*Instructions to follow*.
In the entries below, find the line with "- Forte can" and the line with "- It wraps up". Return those two lines and all lines between them, exactly.

*Source material*.

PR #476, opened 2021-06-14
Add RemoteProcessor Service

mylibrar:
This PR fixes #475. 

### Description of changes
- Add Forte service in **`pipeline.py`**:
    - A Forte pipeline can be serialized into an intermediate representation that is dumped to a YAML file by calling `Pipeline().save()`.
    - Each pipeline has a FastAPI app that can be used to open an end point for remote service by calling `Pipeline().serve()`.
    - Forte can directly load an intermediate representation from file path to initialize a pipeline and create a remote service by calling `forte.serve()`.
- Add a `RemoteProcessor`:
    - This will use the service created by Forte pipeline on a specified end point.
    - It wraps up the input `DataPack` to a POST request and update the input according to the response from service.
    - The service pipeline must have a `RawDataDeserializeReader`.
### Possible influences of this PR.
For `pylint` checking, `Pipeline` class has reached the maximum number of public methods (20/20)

*Solution to this problem*.
    - Forte can directly load an intermediate representation from file path to initialize a pipeline and create a remote service by calling `forte.serve()`.
- Add a `RemoteProcessor`:
    - This will use the service created by Forte pipeline on a specified end point.
    - It wraps up the input `DataPack` to a POST request and update the input according to the response from service.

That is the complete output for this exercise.